What is memristor
Memristor is a two-terminal device that can remember its history, and its resistance is depended upon the magnitude and polarity of the voltage applied to it and the length of the time that the voltage has been applied. So if the voltage is turned off the memristor can remember its most recent resistance until the next time when the voltage is turned on so if the voltage is turned on after several months it could remember the resistance during that period of months. Memristors can relate the charge moving through the circuit and the magnetic flux surrounded by that circuit. So the device resistance would vary according to the amount of charge that passed through it. A memristor can be said as a charge controlled when the relation between flux and charge is expressed as a function of electric charge and it is said to be flux controlled if the relation between the flux and charge is expressed as a function of the flux linkage.
What is a memristor used for and what is the specialty of a memristor
One of the important properties of a memristor is that it can save its electronic state even after the current is turned off, so because of this feature it can be used to replace today’s flash memory. It could remember a range of electrical states, and these characters cannot be replaced by any circuit combination of resistor, capacitor, and inductor. Memristor can be used to reduce the size of the supercomputers and it could also reduce the booting time of our PC. It can be used for the development of intelligent devices having memory, so it can be used to take artificial intelligence and robotics to the next level.
What is memristance
Memristance is the property of the memristor to retain its resistance level after the power had been shut down. Memristance of a memristor varies with the amount of charge that has passed through the memristor.
How does a memristor work
There are two layers of titanium dioxide film Tio2 and Tio2-x, the upper layer has a depletion of oxygen atoms and the vacancies of the oxygen are donors of electrons which makes the vacancies themselves positive charged. Tio2-x is a conductor and it has lower resistance, while the Tio2 is not a conductor.

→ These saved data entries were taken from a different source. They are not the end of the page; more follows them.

PR #2387, opened 2026-05-30
feat(service-map): server-side filtering, latency percentiles, throughput & focus

MikeShi42:
## What & why

The Service Map showed topology plus only part of RED (request counts + error
rate). This brings it closer to a full APM-style service map: filter large maps
down to what you care about, see latency (the missing **D** in RED) and
throughput, and pivot/inspect a service.

### Commit 1 — Server-side filtering
- A Lucene/SQL `where` input and a service-name **MultiSelect** scope which
  spans/services the map is built from, with inbound/outbound neighbor
  expansion so a focused service still shows its immediate dependencies.

### Commit 2 — Latency percentiles, throughput, focus & node sizing
- **p50 / p95 / p99 latency** per node and per edge, computed server-side via a
  single `GROUPING SETS` query that emits both rolled-up node-level rows and
  per-edge rows (percentiles can't be combined client-side). Errors now come
  from `countIf`, dropping the old per-status map.
- **Throughput (req/s)**, labeled, shown alongside percentiles in tooltips.
- A **Focus** action in the node tooltip drives the service filter to that
  service and its immediate neighbors (clicking again clears it). Clicking a
  node just selects it / opens the tooltip — it does not auto-focus.
- **Node size scales with total throughput** (incoming + outgoing requests).

## Testing
- 68 unit tests covering the aggregation and the pure helpers
  (`rawDurationToMs`, `getRequestsPerSecond`, `formatRate`, `getNodeSize`).
- `tsc`, eslint, and stylelint are clean.
- The `GROUPING SETS` query was executed against a live ClickHouse to confirm it
  parses/runs (`GROUPING()`, `countIf`, `quantile`).
- Not yet visually validated against real trace data.

## Notes for reviewers
- Edge latency is the **server-side processing time** of calls from that caller
  (server spans grouped by caller), not client-observed round-trip latency.
- Percentiles are approximate (computed over sampled spans with approximate
  quantiles) and are marked with a `~` in the UI.
- `DBServiceMapPage.tsx` is now ~390 lines; extracting the filter bar into its
  own component is a reasonable follow-up.


MikeShi42:
Thanks — addressed the deep-review feedback in c9be6f8c.

**Fixed:**
- **P2 (correctness) `rawDurationToMs` clamp** — dropped the `Math.max(0, …)` so a source with `durationPrecision < 3` (e.g. seconds) scales up to ms correctly, matching `getDurationSecondsExpression`. Updated the test that locked in the old behavior.
- **P2 `durationPrecision ?? 9`** — aligned the fallback to the schema default (`3`) in both node and edge.
- **P3 `isNodeLevel: number`** — now `boolean`, converted at the parse boundary so the SQL `GROUPING()` shape doesn't leak into the row type.
- **P3 `formatRate`** — guards non-finite/negative input (returns `0 req/s`).
- **Testing** — added the `statsFromRow` partial-percentile case (`p50` set, `p95`/`p99` absent → `hasLatency: true`, zeros), the precision-`<3` conversion, and `formatRate` guard cases.

**Deferring (with reasons):**
- **File splits** (`DBServiceMapPage.tsx` ~391 lines, `useServiceMap.tsx` query+aggregator+hook) and the **`deriveTooltipMetrics`** dedup — legitimate; I'd rather do these as a focused follow-up (extract `ServiceMapFilterBar`/`useServiceMapFilters`, move `getServiceMapQuery` to its own module) than expand this PR's diff. Happy to do it here if you'd prefer.
- **Query-builder SQL test + tooltip/focus render tests** — worth adding; planning them with the extraction above (a standalone `serviceMapQuery.ts` is much easier to unit-test). I did validate the `GROUPING SETS` query executes against a live ClickHouse.
- **`IncomingRequestStats` rename** — reasonable, but it's referenced widely; folding into the refactor follow-up.
- **Redundant `as 'sql' | 'lucene'` / unreachable `durationExpression` guards** — these are in the pre-existing filtering code and the reviewer flagged the latter as "not a blocker"; leaving to keep churn down.

MikeShi42:
Second-pass review — addressed the bounded items in bd20dba1:

**Fixed:**
- **Perf:** `quantile()` ×3 → `quantiles(0.5,0.95,0.99)` (single reservoir sketch); parser reads the array. Validated the new SQL against a live ClickHouse.
- **`rawDurationToMs`:** multiply by `10^(3-precision)` to avoid the fractional-divisor drift for precision < 3.
- **Dedup:** extracted `deriveDisplayMetrics()` shared by node + edge tooltips.
- **Nits:** `parseInt(…, 10)` radix; dropped the redundant `whereLanguage` cast.

**Deferring — these need a decision, not an auto-fix:**
- **Focus scoping (P2, top item):** correct catch — with a `serviceNames` filter, a neighbor's rolled-up `(server)` row only aggregates the focused slice, so neighbor node totals are scoped to the focus. This is inherent to the cursor branch's server-side filtering. The three fixes (drop predicate + client-side post-filter / move to `HAVING` / label "scoped to focus") have different product implications — I'd like a maintainer call before changing filter semantics. **Leaning toward "surface scoped-to-focus in the tooltip"** as least-surprising.
- **Empty `serviceName` → `(unknown)` edge (P2):** introduces a sentinel-node concept for a rare misconfigured-collector case; worth doing but it's a product decision.
- **`useForm` controlled reset discarding mid-typed `where` (P2):** real; needs `defaultValues` + a guarded `reset(..., { keepDirtyValues: true })` and its own test — deferring so it gets proper testing.

**Batched into a focused follow-up** (keeps this PR's diff reviewable): file splits (`ServiceMapFilters` component, `serviceMapQuery.ts` module — all 3 flagged files are over 300 lines), the query-builder/parser/focus-toggle/tooltip-render test suites, and the `IncomingRequestStats` rename.

**Noted, not changing:**
- The "GROUPING SETS row-ordering invariant" testing-gap is a non-issue: node rows write `incomingRequests` and edge rows write `incomingRequestsByClient` (disjoint fields), and there's exactly one node row per service — order can't clobber totals.
- `UNSAFE_RAW_SQL`+`SqlString.escape`, `countIf('Error')` schema assumption, layout `fitView`/pan-zoom preservation, MultiSelect-disabled-on-refetch, BigInt counts, JSDoc trimming — pre-existing-pattern or low-severity; capturing in the follow-up list.

packages/app/src/hooks/useServiceMap.tsx
```diff
@@ -106,135 +135,151 @@ async function getServiceMapQuery({
...
         ON ServerSpans.traceId = ClientSpans.traceId
         AND ServerSpans.parentSpanId = ClientSpans.spanId
     WHERE (ClientSpans.serviceName IS NULL OR ServerSpans.serviceName != ClientSpans.serviceName)
-    GROUP BY serverServiceName, serverStatusCode, clientServiceName
-    ORDER BY serverServiceName, serverStatusCode, clientServiceName
+      ${serviceNameFilter}
+    GROUP BY GROUPING SETS (
+      (ServerSpans.serviceName, ClientSpans.serviceName),
+      (ServerSpans.serviceName)
+    )
```
pulpdrew, line 188: This is neat!

packages/app/src/components/ServiceMap/ServiceMapTooltip.tsx
```diff
@@ -56,29 +77,69 @@ export default function ServiceMapTooltip({
...
+          onClick={onFocus}
+          variant="subtle"
+          size="xs"
+          color="var(--color-text)"
+          justify="space-between"
+          fullWidth
+          rightSection={<IconTarget size={14} />}
+        >
+          Focus
+        </Button>
```
pulpdrew, line 142: A small improvement could be to make this say "Unfocus" when this node is already focused. Or just "Toggle Focus" at all times for simplicity.

packages/app/src/components/ServiceMap/ServiceMapTooltip.tsx
```diff
@@ -56,29 +77,69 @@ export default function ServiceMapTooltip({
...
-            variant="subtle"
-            size="xs"
-            color="var(--color-text-danger)"
-            rightSection={<IconSearch size={16} />}
-          >
-            {errorsText}
-          </Button>
-        </>
+        <Button
+          onClick={handleErrorsClick}
```
pulpdrew, line 98: It would be nice if handleErrorsClick and handleRequestsClick passed the `where` and `whereLanguage` values through to the search page, otherwise the user could get more matching spans than the number they're seeing on the (filtered) service map node.

pulpdrew (approved):
Nice additions! Commented on a few potential improvements.

Another thing I notice that could be improved is that when focusing on a node, we still show the request count for non-focused nodes, which will always (misleadingly) be 0:

Image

If a voltage is applied to the electrode of the device then it will repel the oxygen vacancies in the Tio2 –x layer down into the pure Tio2 layer which converts the Tio2 into Tio2-x and makes it conductive and thus the device will turn on. The device will turn off if a negative voltage is applied. The oxygen vacancies in the Tio2-x manifest as bubbles of oxygen vacancies scattered throughout the upper layer and a positive voltage on the switch will repel the oxygen deficiencies in the metallic upper Tio2-x layer sends them into non conducting Tio2 layer and it will reduce the boundary between the two-layer and it will increase the conductivity of the Tio2-x and thus the entire switch conductivity increases. If the positive voltage is applied more then the cube conductivity increases. If a negative voltage is applied to the Tio2 it will pull out the positive oxygen bubbles which will increase the resistivity of the Tio2. So if we apply more negative voltage then the cube will become less conductive. So when the voltage is turned off the positive and negative oxygen bubbles do not migrate they will remain at their place and the boundary between the two titanium dioxide layers is frozen and that’s how the memristor will remember the last applied voltage.
What are the types of memristors
In this type of memristor, the resistance is caused by the spin of electrons in one section of the device pointing in a different direction than those in another section, which will create a domain wall. The boundary between the two states, electrons which flows in the device has a certain spin, this will alter the magnetization state of the device. The change in magnetization will move the domain wall and changes the resistance.
In this memristor, the dynamic doping of the polymer and inorganic materials is done to improve the switching characteristics and retention required to create the functioning non-volatile memory cells. Special passive layers are used between the active thin films and electrodes that will enhance the extraction of ions from the electrode
Three terminal memristor
Memristor is a two-terminal device, there was an implementation of three-terminal devices, which was developed by Bernard widrow. So in the three-terminal memristor, the conductance between the two of the terminals is controlled by the time integral of the current in the third. Reproducible elements have been made which are continuously variable and it vary in resistance from 100 to 1 ohms and cover this range in 10 seconds with several mille amperes of plating current. There is one disadvantage for widrow’s memristor that is they were made from an electroplating cell rather than a solid-state circuit element.
What are the advantages of a memristor
- Memory devices which are built with memristors have a great data density
- It combines the job of working memory and hard drives to one device
- The information is not lost when the device is turned off
- Quicker boot up is capable because there is no information lost when it is turned off
- It provides greater reliability when power is interrupted in data centers
- Memristors can handle more data
What are the applications of memristors
- D-Ram in computers can be replaced because it lacks the ability to retain the information once they are turned off, but by using memristor this problem can be solved
- It can be used for remote sensing applications
- It can do complex mathematical calculations
- The size of supercomputers can be reduced by using this and reduces the booting time of the PC.